# I'm surprised the market opened lower today



## hotbmw (9 December 2008)

I guess its due early selling on financials due to the WBC share placement this week?

or is there more?

it will probably finish on a high after early selling?


----------



## Trembling Hand (9 December 2008)

hotbmw said:


> it will probably finish on a high after early selling?




Well there is a good lesson. Fade Wall street. 60% of the time you will be a winner and the wins will be much larger than following.


----------



## derty (9 December 2008)

What do you mean by 'fade Wall Street' TH? It is a term I haven't heard before.


----------



## Trembling Hand (9 December 2008)

If we gap because of overnight action in the States do the opposite.

If we open up sell the open or first lower high.
If we open down buy the open or the first higher low.

Especially if its the after a few days of the same moves in the same direction like this morning.


----------



## Miner (9 December 2008)

Since we are not in Queen's birth place, it is always good to get something written in PLAIN English for little vegemites like me, to appreciate some of the tangential write up . 

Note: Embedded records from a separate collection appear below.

PR #484, opened 2025-10-01
[PM-22591] Unify client repository initialization

dani-garcia:
## 🎟️ Tracking

https://bitwarden.atlassian.net/browse/PM-22591

## 📔 Objective

Currently, all app crates (wasm, uniffi) need to declare all the client managed repositories that they allow clients to implement. This means that all the crates need to be updated when adding more repositories, which adds more steps to implementations and can lead to things being out of sync. This PR unifies the declaration of client managed repositories so that there's only one place where they are defined. 

While I was at it, I've changed slightly the way we register the repositories. Rather than provide one function for each (`register_cipher_repository`/`register_folder_repository`) I provide a single function that takes an object that contains all the repos. This is easier to generate and should make it easier to know if any of the repos are missing (you should get a compile error). I left the previous ones for backwards-compat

Please consider PLAIN English


----------



## korrupt_1 (9 December 2008)

Trembling Hand said:


> If we open up sell the open or first lower high.
> If we open down buy the open or the first higher low.




Hi TH...

good to see you back.. there was a thread concerned about you being missing for awhile... 

Was wondering if you know the reason why it fades? Profit taking from previous day? I've never understood the mechanics on why that strategy works so well..

Dow up.... sell SPI
Dow down... buy SPI...

eh... if it works more often than not... than it's a good strategy to play.


----------



## Trembling Hand (9 December 2008)

korrupt_1 said:


> good to see you back.. there was a thread concerned about you being missing for awhile...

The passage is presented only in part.